SCA Investments Limited
- Trade name: Gousto
- Industry: Meal kit
- Founded: 12 April 2012
- Founder: Timo Boldt James Carter
- Headquarters: London, England
- Area served: Most of mainland Great Britain, Northern Ireland, Republic of Ireland
- Number of employees: 900
- Website: www.gousto.co.uk

= Gousto =

British meal kit retailer

Gousto, a trading name of SCA Investments Limited, is a British meal kit retailer, headquartered in Shepherd's Bush, London, founded by Timo Boldt and James Carter. Gousto supplies subscribers with recipe kit boxes which include ready-measured, fresh ingredients and easily followed recipes.

==History ==
In August 2013, Gousto's co-founders appeared on the BBC's Dragons' Den.

In December 2015, Gousto raised £9m in funding from the Business Growth Fund, MMC Ventures, Unilever and the Angel Co-Fund, with a further £10m in November 2016.

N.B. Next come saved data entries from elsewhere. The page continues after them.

Issue #689, opened 2025-05-13
User should be able to pick which reward they want from AP exams


Awesome-E:
Right now, if there's an OR reward like the AP Exam shown:

<img src="https://github.com/user-attachments/assets/c13c2e92-703b-4445-8735-b9aca5f395bd" width=400>

It will always pick the first one to count in your roadmap (i.e. `ECON 20B`)

We should make it so the user can choose which one to apply. This requires a DB change to store preferred rewards for an AP Exam transfer (new table with on delete cascade for the user id + AP Exam Name foreign key), and then will require additional frontend changes to accommodate these preferences.

PR #693, opened 2025-05-18
Update Zot4Plan AP Imports 

### LINKED ISSUE #686: Update Zot4Plan Imports to automatically categorize non-UCI credits
When a user goes to import items from Zot4Plan, it will currently put courses in "Other Transfers". A PR addressing this issue should do two things:

1. Current data should perform a batch course lookup to be sorted into courses.

2. Zot4Plan also provides an AP exams array in the response, which is currently ignored. We should do direct matches on these when we import from Zot4Plan.

The way data is returned and updated on the frontend and be saved should be similar to if not exactly the same as #685. This issue, however, does not require the creation of a new backend route, as Zot4Plan imports is already a backend route.

fiveminus1:
## Description

Currently, importing a roadmap from [Zot4Plan](https://zot4plan.com/) does not import AP Exams nor handle them in any way. This PR ensures that AP Exams from Z4P are:
- Matched to an exam name using existing matching logic (#666)
- Categorized into the `transferred_ap_exam` table
- Reflected in the frontend

## Demo

z4p_aps

## Test Plan

- [ ] Import a schedule from Zot4Plan that includes AP exams (you can try `test_ap_migration`, which should have APs Computer Science A, Biology, and Calculus BC).
- [ ] Verify the proper APs, scores, and units are imported under the Transfer Credits menu.
- [ ] Confirm the proper rows were added to the `transferred_ap_exam` table.
- [ ] Confirm existing added exams are not overwritten.

## Issues

Closes #686 

Note: the details in the issue are inaccurate - courses are not placed into "Other Transfers" and batch course lookup is not required.


api/src/controllers/zot4planimport.ts
```diff
@@ -8,6 +8,13 @@ import { publicProcedure, router } from '../helpers/trpc';
 import { zot4PlanImports } from '../db/schema';
 import { TRPCError } from '@trpc/server';
 import { SavedRoadmap, SavedPlannerData, SavedPlannerQuarterData, QuarterName } from '@peterportal/types';
+import { tryMatchAp, getAPIApExams } from '../helpers/transferCredits';
+
+interface userAPExam {
```
fiveminus1, line 13: This should probably be moved at some point since there's a duplicate in `controllers/transferCredits.ts`,

ecxyzzy:
jerb zot4plan

api/src/controllers/zot4planimport.ts
CadenLee2: Looks like it's also defined on the frontend in `transferCreditsSlice`, we should probably move it to the shared `types/src/transferCredits.ts`. I can do that in my transcript PR since I'm doing related refactoring, but we'll need to remember to reference it here once things get merged

api/src/controllers/zot4planimport.ts
```diff
@@ -168,9 +197,14 @@ const zot4PlanImportRouter = router({
...
-      const res = convertIntoSavedRoadmap(originalScheduleRaw, input.scheduleName, getStartYear(input.studentYear));
+      const savedRoadmap = convertIntoSavedRoadmap(
+        originalScheduleRaw,
+        input.scheduleName,
+        getStartYear(input.studentYear),
+      );
+      const apExams = await getApExamsFromZot4Plan(originalScheduleRaw);
       await db.insert(zot4PlanImports).values({ scheduleId: input.scheduleName, userId: ctx.session.userId });
-      return res;
+      return [savedRoadmap, apExams] as [SavedRoadmap, userAPExam[]];
```
Awesome-E, line 207: In React/TS, multiple return items are usually done in an object as opposed to an array.
```suggestion
      return { savedRoadmap, apExams }
```
The type should also be inferred correctly when it's done this way

site/src/pages/RoadmapPage/ImportZot4PlanPopup.tsx
```diff
@@ -9,28 +9,51 @@ import trpc from '../../trpc.ts';
...
   const [studentYear, setStudentYear] = useState('1');
   const [busy, setBusy] = useState(false);
   const allPlanData = useAppSelector(selectAllPlans);
+  const apExams = useTransferredCredits().ap;
 
   const obtainImportedRoadmap = async (schedName: string, currYear: string) => {
     // Get the result
     try {
-      const result = await trpc.zot4PlanImportRouter.getScheduleFormatted.query({
+      const [savedRoadmap, z4pApExams] = await trpc.zot4PlanImport.getScheduleFormatted.query({
```
Awesome-E, line 33: To reflect changes from the previous comment
```suggestion
      const { savedRoadmap, apExams: z4pApExams } = await trpc.zot4PlanImport.getScheduleFormatted.query({
```

site/src/pages/RoadmapPage/ImportZot4PlanPopup.tsx
```diff
@@ -9,28 +9,51 @@ import trpc from '../../trpc.ts';
...
         scheduleName: schedName,
         studentYear: currYear,
       });
+
+      // Combine existing AP exams with AP exams from Zot4Plan; ignore duplicates
+      const combinedExams = [
+        ...apExams,
+        ...z4pApExams.filter((z4pExam) => !apExams.some((existingExam) => existingExam.examName === z4pExam.examName)),
+      ];
```
Awesome-E, line 42: I'd prefer it if the final array construction was more straightforward.

```suggestion
      const newExams = z4pApExams.filter((imported) => !apExams.some((existing) => existing.examName === imported.examName))
      const combinedExams = apExams.concat(newExams);
```

Awesome-E (changes requested):
Looks mostly good, but a few code style things.

CadenLee2 (commented):
## Testing
- Tried out some schedules while logged out and all the exams I tried seem to import correctly
- Current exams (and their scores/units if there is a match) are not overwritten, which is good
- Problem: when I'm logged in and import a schedule (`test_ap_m_2`), the APs show up temporarily but for some reason the new roadmap doesn't get created, the APs don't seem to be saved to the db, and I get a notification that the process failed,:

image

Is anyone able to replicate this?

## Thoughts
- The import menu description is definitely pretty long already, but it might be worth mentioning that AP exams will also be imported to the user's account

In October 2016, Gousto's co-founder Timo Boldt was awarded IGD's 'Young Entrepreneur of the Year' award.

In January 2019, Gousto raised £18m in funding from Unilever Ventures, Hargreave Hale, MMC Ventures, the Angel CoFund, and fitness coach Joe Wicks.

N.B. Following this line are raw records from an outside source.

PR #695, opened 2025-05-19
Categorize imported transcript transfers

### LINKED ISSUE #685: Update Transcript Imports to automatically categorize non-UCI credits
When the user goes to import a transcript, it will currently throw everything into "Other Transfers", which is not ideal. We should make it so that the user's data automatically gets sorted into Courses & AP Exams whenever possible.

This will require logic used in #666 to automatically detect AP Exams, and should use a single batch course request for all "non-'AP '-prefixed items" to automatically detect courses transferred

Transcript parsing logic is currently on the frontend and does not need to be changed.

Instead, the transfers array you receive after parsing should simply be input to a new backend route that does AP Exam and Course detection. That backend route should return an array of UCI courses and an array of AP Exams cleared (should be the same JSON structure as used in Redesigned Transfers).

After receiving the response, it should be joined with what's currently on the frontend. Unique new items should be added to the frontend arrays in the `transferCreditsSlice` AND should be saved immediately (both to localStorage and to account – wait for localStorage PR to be merged). The backend route may need to be modified to do nothing on row insert conflict in case the user runs this in two different tabs.

CadenLee2:
Transfers are now properly categorized and saved when importing a transcript

## Description

- Updated the transfer conversion helper code to support optional scores as well
- Refactored the transfer conversion helper code somewhat (could use some advice on other steps to make it more readable)
- Refactored `userAPExam` to be a shared type across backend and frontend to reduce duplicate code (update  #693 with this as well, depending on which gets merged first)
- Transfers are now categorized (and saved to the db, if logged in) in the transfer import
  - Specifically, they are upserted (on the frontend, so that we are free to change `overrideAllTransfers` to be more accurate to its name) before being saved
- Note: we may want to do more testing with multiple tabs/handling collisions on the backend as mentioned in #685

## Screenshots

Since @fiveminus1 included a video I had to as well

ezgif-75fb02f721921e

## Test Plan

- [ ] Test with various transcripts (such as your own)
- [ ] Test while logged in and logged out, and saving to the account as well as locally (try reloading)
- [ ] Test if you currently have various exams, courses, etc. to ensure things don't get duplicated or erased
- [ ] Ensure scores are accurate, edge cases are handled (like multiple Calc ABs), etc.

## Issues

Closes #685

### DIFF
--- a/api/src/controllers/transferCredits.ts
+++ b/api/src/controllers/transferCredits.ts
@@ -1,5 +1,5 @@
 import { z } from 'zod';
-import { transferData, TransferredGE } from '@peterportal/types';
+import { extendedTransferData, TransferredGE } from '@peterportal/types';
 import { publicProcedure, router, userProcedure } from '../helpers/trpc';
 import { ANTEATER_API_REQUEST_HEADERS } from '../helpers/headers';
 import { db } from '../db';
@@ -155,7 +155,7 @@ const transferCreditsRouter = router({
 
     await db.delete(transferredMisc).where(and(...conditions));
   }),
-  convertUserLegacyTransfers: publicProcedure.input(z.array(transferData)).query(async ({ input }) => {
+  convertUserLegacyTransfers: publicProcedure.input(z.array(extendedTransferData)).query(async ({ input }) => {
     return await organizeLegacyTransfers(input);
   }),
   overrideAllTransfers: userProcedure
--- a/api/src/helpers/transferCredits.ts
+++ b/api/src/helpers/transferCredits.ts
@@ -3,18 +3,11 @@ Server helpers for Transfer Credits - based on the transfer data migration scrip
 The script itself is not modified so that it can be self-contained
 */
 
-import { CourseAAPIResponse } from '@peterportal/types';
+import { CourseAAPIResponse, ExtendedTransferData } from '@peterportal/types';
 import { ANTEATER_API_REQUEST_HEADERS } from './headers';
 
 const AP_CALC_AB_SUBSCORE = 'AP Calculus BC, Calculus AB subscore';
 const AP_CALC_AB = 'AP Calculus AB';
-
-/** An extended version of TransferData that optionally allows for a score */
-type ExtendedTransferDataRaw = {
-  name: string;
-  units?: number | null | undefined;
-  score?: number;
-};
 
 type ApExamBasicInfo = {
   fullName: string; // E.g. "AP Microeconomics"
@@ -321,7 +314,7 @@ const mergeDuplicateCourseResults = (toInsertCourse: TransferredCourseRow[]) => 
 };
 
 /** Organize the data in the database */
-export const organizeLegacyTransfers = async (rows: ExtendedTransferDataRaw[]) => {
+export const organizeLegacyTransfers = async (rows: ExtendedTransferData[]) => {
   const allAps = await getAPIApExams();
 
   // Determine the unique transfers
@@ -333,7 +326,7 @@ export const organizeLegacyTransfers = async (rows: ExtendedTransferDataRaw[]) =
       existing.count++;
       existing.totalUnits += row.units ?? 0;
     } else {
-      lookup[row.name] = { totalUnits: row.units ?? 0, count: 1, score: row.score };
+      lookup[row.name] = { totalUnits: row.units ?? 0, count: 1, score: row.score ?? undefined };
     }
   });
   const uniqueRows: GroupedUncategorizedTransfer[] = Object.entries(lookup).map(([courseName, data]) => ({
--- a/api/src/helpers/transferCredits.ts
+++ b/api/src/helpers/transferCredits.ts
@@ -3,11 +3,18 @@ Server helpers for Transfer Credits - based on the transfer data migration scrip
 The script itself is not modified so that it can be self-contained
 */
 
-import { CourseAAPIResponse, TransferData } from '@peterportal/types';
+import { CourseAAPIResponse } from '@peterportal/types';
 import { ANTEATER_API_REQUEST_HEADERS } from './headers';
 
 const AP_CALC_AB_SUBSCORE = 'AP Calculus BC, Calculus AB subscore';
 const AP_CALC_AB = 'AP Calculus AB';
+
+/** An extended version of TransferData that optionally allows for a score */
+type ExtendedTransferDataRaw = {
+  name: string;
+  units?: number | null | undefined;
+  score?: number;
+};
 
 type ApExamBasicInfo = {
   fullName: string; // E.g. "AP Microeconomics"
@@ -19,10 +26,11 @@ type TransferredMiscRow = {
   units: number | null;
 };
 
-type TransferredMiscSelectedRow = {
+type GroupedUncategorizedTransfer = {
   courseName: string;
   totalUnits: number;
   count: number;
+  score?: number;
 };
 
 type TransferredApExamRow = {
@@ -179,7 +187,7 @@ const tryMatchCourse = (transferName: string, validCourses: Record<string, strin
 /** Handle some special cases for AP Calc AB, which could have a subscore,
   returning whether it's okay to proceed to add "AP Calculus AB" */
 const handleApCalcAB = (
-  transfer: TransferredMiscSelectedRow,
+  transfer: GroupedUncategorizedTransfer,
   toInsertAp: TransferredApExamRow[],
   hasSubscore: boolean,
 ): boolean => {
@@ -195,7 +203,7 @@ const handleApCalcAB = (
     // Insert the BC subscore here, then proceed normally so that AB is also inserted
     toInsertAp.push({
       examName: AP_CALC_AB_SUBSCORE,
-      score: null,
+      score: transfer.score ?? null,
       units: 0, // The units will be counted for the actual AB later, and the subscore will remain 0 units
     });
     return true;
@@ -204,7 +212,7 @@ const handleApCalcAB = (
 
 /** Handle organizing an AP exam, returning whether it was successfully categorized */
 const organizeApExam = (
-  transfer: TransferredMiscSelectedRow,
+  transfer: GroupedUncategorizedTransfer,
   toInsertAp: TransferredApExamRow[],
   hasSubscore: boolean,
   allAps: ApExamBasicInfo[],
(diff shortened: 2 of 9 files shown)


api/src/helpers/transferCredits.ts
```diff
@@ -186,36 +189,30 @@ const handleApCalcAB = (
...
+const organizeApExam = (
+  transfer: GroupedUncategorizedTransfer,
   toInsertAp: TransferredApExamRow[],
   hasSubscore: boolean,
   allAps: ApExamBasicInfo[],
 ): boolean => {
-  const bestMatch = tryMatchAp(transferName, allAps);
+  const bestMatch = tryMatchAp(transfer.courseName, allAps);
   if (!bestMatch) {
     // Could not match; leave it here
```
Awesome-E, line 215: "Leave it here" is a reference to the misc table, which is not necessary in this case.

```suggestion
  if (!bestMatch) return false;
```

api/src/helpers/transferCredits.ts
```diff
@@ -228,26 +225,21 @@ export const organizeApExam = (
...
-  transfer: TransferredMiscSelectedRow,
-  transferName: string,
+  transfer: GroupedUncategorizedTransfer,
   toInsertCourse: TransferredCourseRow[],
   validCourses: Record<string, string>,
 ): Promise<boolean> => {
-  const bestMatch = tryMatchCourse(transferName, validCourses);
+  const bestMatch = tryMatchCourse(transfer.courseName, validCourses);
   if (!bestMatch) {
     // Could not match; leave it here
```
Awesome-E, line 242: same as previous

api/src/helpers/transferCredits.ts
```diff
@@ -17,10 +19,11 @@ type TransferredMiscRow = {
   units: number | null;
 };
 
-type TransferredMiscSelectedRow = {
+type GroupedUncategorizedTransfer = {
```
Awesome-E, line 22: Consider adding a docstring to this type because "grouped" is not inherently clear on its meaning

api/src/helpers/transferCredits.ts
```diff
@@ -324,33 +314,30 @@ const mergeDuplicateCourseResults = (toInsertCourse: TransferredCourseRow[]) =>
...
       existing.count++;
       existing.totalUnits += row.units ?? 0;
     } else {
-      lookup[row.name] = { totalUnits: row.units ?? 0, count: 1 };
+      lookup[row.name] = { totalUnits: row.units ?? 0, count: 1, score: row.score ?? undefined };
     }
   });
-
-  const uniqueRows: TransferredMiscSelectedRow[] = Object.entries(lookup).map(([courseName, data]) => ({
+  const uniqueRows: GroupedUncategorizedTransfer[] = Object.entries(lookup).map(([courseName, data]) => ({
```
Awesome-E, line 332: If we're refactoring this whole file, I'd argue that these should be pulled out to helper functions so the main function is easier to read

api/src/helpers/transferCredits.ts
```diff
@@ -324,33 +314,30 @@ const mergeDuplicateCourseResults = (toInsertCourse: TransferredCourseRow[]) =>
...
-  const transfers: TransferredMiscSelectedRow[] = uniqueRows
-    //.limit(40) // For testing, only look at a few entries
-    .filter((transfer) => transfer.courseName != null && transfer.count != 0) as TransferredMiscSelectedRow[];
+  // Obtain/clean up all relevant transfers (invalid ones that cannot be categorized are filtered out here)
+  const transfers: GroupedUncategorizedTransfer[] = uniqueRows
+    .filter((transfer) => transfer.courseName != null && transfer.count != 0)
+    .map((transfer) => ({ ...transfer, courseName: transfer.courseName.trim() })) as GroupedUncategorizedTransfer[];
 
   // Get all the users who explicitly have an AB subscore
   let hasSubscore = false;
```
Awesome-E, line 343: Even the for loop here can be a helper function

something like
`const hasABSubscore = checkABSubscore(transfers, allAps)`

api/src/helpers/transferCredits.ts
```diff
@@ -362,44 +349,27 @@ export const organizeLegacyTransfers = async (rows: TransferData[]) => {
...
-    const transferName = transfer.courseName.trim();
-    if (transferName.startsWith('AP ')) {
+    if (transfer.courseName.startsWith('AP ')) {
       continue;
     }
-    coursesToValidate.add(removeAllSpaces(transferName));
+    coursesToValidate.add(removeAllSpaces(transfer.courseName));
   }
-  // console.log('Validating courses from the API (batch)');
   const validCourses = await validateCoursesAPI(coursesToValidate);
```
Awesome-E, line 357: similar idea here
`const validCourses = getValidCourseNames(transfers)`

would call a helper that builds the courses to validate set and loops through all transfers

api/src/helpers/transferCredits.ts
```diff
@@ -362,44 +349,27 @@ export const organizeLegacyTransfers = async (rows: TransferData[]) => {
...
-    if (transferName.startsWith('AP ')) {
-      const reorganized = organizeApExam(
-        transfer as TransferredMiscSelectedRow,
-        transferName,
-        toInsertAp,
-        hasSubscore,
-        allAps,
-      );
+    if (transfer.courseName.startsWith('AP ')) {
+      const reorganized = organizeApExam(transfer as GroupedUncategorizedTransfer, toInsertAp, hasSubscore, allAps);
```
Awesome-E, line 365: this cast seems like code smell, see if it's possible to eliminate?

site/src/pages/RoadmapPage/ImportTranscriptPopup.tsx
```diff
@@ -145,19 +153,70 @@ async function processTranscript(file: Blob) {
...
+        await trpc.transferCredits.overrideAllTransfers.mutate({
+          courses: mergedCourses,
+          ap: mergedAps,
+          ge: [],
+          other: mergedOther,
+        });
+      }
+
+      // Finally, set the actual plan
+      // This does not save automatically (the user has to save it manually)
```
Awesome-E, line 219: For consistency with z4p, we should make it save automatically right?

site/src/store/slices/transferCreditsSlice.ts
```diff
@@ -1,17 +1,11 @@
 import { createSlice, PayloadAction } from '@reduxjs/toolkit';
-import { APExam, TransferredGE } from '@peterportal/types';
+import { APExam, TransferredGE, UserAPExam } from '@peterportal/types';
 
 export interface TransferredCourse {
   courseName: string;
   units: number;
 }
```
Awesome-E, line 7: I'd argue that these other types should also be refactored, and that the 3 should be named consistently

`TransferredCourse`, `TransferredAPExam`, `TransferredGE`, `TransferredUncategorizedItem` (idk last one is kinda weird)

and they should _all_ be in `@peterportal/types` for consistency. Even better, they should be consolidated with the types currently defined in the transfer credits controller by using `z.infer`

Awesome-E (changes requested):

api/src/helpers/transferCredits.ts
CadenLee2: Fixed various comments in this file

api/src/helpers/transferCredits.ts
CadenLee2: Oh this was from the past when the null check was in this area, these casts are all unnecessary now and can be removed. Thanks for pointing it out

api/src/helpers/transferCredits.ts
CadenLee2: All these sections are now refactored into helper functions

site/src/pages/RoadmapPage/ImportTranscriptPopup.tsx
fiveminus1: It could be argued that since this saves to your current roadmap rather than a new one like Z4P does (which I personally think is fine), it shouldn't auto-save, but if that's the case then there should at least be a toast saying this isn't saved.

fiveminus1 (changes requested):
Love the video! #qualitypr #cadenpeterportal

-- 

So, I can't test this with my own transcript because it's broken for some reason - will DM you it if you want to check it out, but it just leads to a blank page when I import it. This may or may not be directly related to this PR, since my transcript has never worked. 

I have tested my roommate's transcript, and the saving behavior locally/logged in seems to be working as expected (other than the auto-saving Ethan & I commented on). Will try to get some other sample transcripts and test some edge cases, then edit this review if I find anything

Edit: Testing with another transcript, and it appears AP Calculus AB isn't correctly categorized - it goes into "Other Transferred Credits."

CadenLee2:
> So, I can't test this with my own transcript because it's broken for some reason

This should now be fixed: any invalid courses on the transcript will not be placed on the roadmap, and instead will also be included as other/uncategorized transfers. Duplicates should also be eliminated if there are any.

> it appears AP Calculus AB isn't correctly categorized

This is intentional, due to the fact that with certain transcript imports it could be ambiguous whether this is AB or AB Subscore on BC when we only have one instance of AP Calculus AB

api/src/controllers/transferCredits.ts
```diff
@@ -120,7 +100,7 @@ const transferCreditsRouter = router({
       .where(eq(transferredGe.userId, ctx.session.userId!));
     return response as TransferredGE[];
   }),
-  setTransferredGE: userProcedure.input(z.object({ GE: zodGETransferSchema })).mutation(async ({ input, ctx }) => {
+  setTransferredGE: userProcedure.input(z.object({ GE: zodTransferredGE })).mutation(async ({ input, ctx }) => {
```
Awesome-E, line 103: if you're updating the types, it'd probably be good to update this and make it more consistent as well.

```suggestion
  setTransferredGE: userProcedure.input(zodTransferredGE)).mutation(async ({ input, ctx }) => {
```

site/src/pages/RoadmapPage/ImportTranscriptPopup.tsx
Awesome-E: In my recent PR to consolidate things in the top navigation, it now adds to a new roadmap instead of overriding the current one

Awesome-E (approved):

fiveminus1 (approved):
Everything LGTM, good work and thanks for fixing my bug!!

api/src/controllers/transferCredits.ts
CadenLee2: Done

Awesome-E (approved):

In July 2019, Gousto raised £30m in funding from private equity firm Perwyn.

In February 2020, Gousto partnered with UK-based The Meatless Farm Company to build upon Gousto's objective of tapping into the growing audience of vegan and other consumers looking to reduce their meat consumption.

In April 2020, Gousto raised £33m in funding from Perwyn, BGF Ventures, and MMC Ventures, and Joe Wicks.

When Gousto raised funds in February 2023, it did so at a valuation of less than £250m, representing a decrease of about 80% from its valuation of £1.4bn in 2022.

== Recognition ==
It has been voted best recipe kit service by The Independent, The Guardian, Metro and Time Out London.